16.- Il Collegio condivide tale indirizzo ermeneutico, al quale intende dare continuità.

Conseguentemente, deve essere rigettato il primo motivo del ricorso principale, dato che le statuizioni contenute nella sentenza impugnata in merito alla pacifica applicabilità nella specie delle norme procedurali sui licenziamenti collettivi di cui alla L. n. 223 del 1991, sono conformi all’indicata giurisprudenza costituzionale e di legittimità (che espressamente richiamano).

17.- Appare, del pari, da condividere la conseguenza che ne trae il Tribunale di Nola di applicazione pure della disposizione (anch’essa di tipo procedurale e funzionale alla complessiva disciplina) di cui alla L. n. 223 del 1991, art. 5, comma 3, in base alla quale il recesso deve essere impugnato nel termine decadenziale di sessanta giorni dal ricevimento della relativa comunicazione scritta.
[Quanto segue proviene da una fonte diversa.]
PR #2155, opened 2026-07-07
Fix stale keycloak-admin-secret docs and remove orphaned Helm flags

### LINKED ISSUE #1337: bug: keycloak-admin-secret in agent namespaces uses stale credentials after RHBK operator upgrade
## Problem

After an upgrade, the `keycloak-admin-secret` in agent namespaces (team1, team2, etc.) may contain stale credentials (`admin/admin`) while the actual Keycloak admin is `temp-admin` with a randomly generated password. This causes the client-registration sidecar to fail with 401 errors when trying to register agents as OAuth clients in Keycloak.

Come più volte affermato dalla giurisprudenza di questa Corte, la procedura introdotta dalla L. n. 223 del 1991 (e successive modificazioni e integrazioni) per i licenziamenti collettivi è unica e si compone di varie fasi tutte caratterizzate dalla previsione di termini connotati da effetti decadenziali, nell’intento di limitare la durata nel tempo della procedura stessa, onde consentire una migliore realizzazione dei reciproci interessi del datore di lavoro e dei lavoratori (vedi, per tutte: Cass. SU 16 giugno 2000, n. 419 e Cass. 10 febbraio 2009, n. 3261).

Tra questi termini rientra anche quello cui è assoggettato il lavoratore per l’impugnativa del licenziamento, ai sensi della L. n. 223 del 1991, art. 5, comma 3 (Cass. 23 febbraio 1996. n. 1415: Cass. SU 11 maggio 2000, n. 302), la cui previsione, peraltro – come risulta dalla complessiva lettura dello stesso art. 5, comma 3, – risulta bilanciata dalla disposta estensione della tutela reale al licenziamento collettivo invalido o inefficace (Cass. 29 agosto 2003, n. 12680).

Dai suddetti rilievi si desume l’esattezza di quanto affermato dal Tribunale di Nola in merito all'”impossibilità – per ragioni logiche, prima che giuridiche – di accogliere l’assunto dei lavoratori secondo cui nella specie dovrebbe trovare applicazione la procedura di licenziamento collettivo prevista dalla L. n. 223 del 1991, ma non la suindicata previsione contenuta nell’art. 5, comma 3.

Ne consegue l’infondatezza anche del terzo motivo di ricorso, atteso che l’affermazione del Tribunale di Nola, conforme alla sentenza pretorile, secondo cui i lavoratori P.M., D. D. e S.R. non hanno provato di aver impugnato il licenziamento nel prescritto termine, risulta essere congruamente e logicamente motivata.

D’altra parte, come rilevato anche nel primo motivo del ricorso incidentale autonomo, la documentazione che, nell’esposizione del presente motivo, si dice essere allegata non è presente in atti, sicchè da questo punto di vista è riscontrabile anche una violazione del principio di autosufficienza del ricorso.

6 b – Esame del secondo motivo del ricorso principale 18. Come si è detto, con questo motivo, in via principale, si denuncia il mancato esame da parte del Tribunale di Nola dell’eccezione di inammissibilità dell’appello incidentale formulata dai lavoratori e, in via subordinata, si contesta l’affermazione contenuta nella sentenza impugnata secondo cui la sentenza pretorile sarebbe viziata da ultrapetizione, nella parte in cui ha dichiarato rillegittimità del licenziamento collettivo per mancato rispetto della procedura prevista dalla L. n. 223 del 1991.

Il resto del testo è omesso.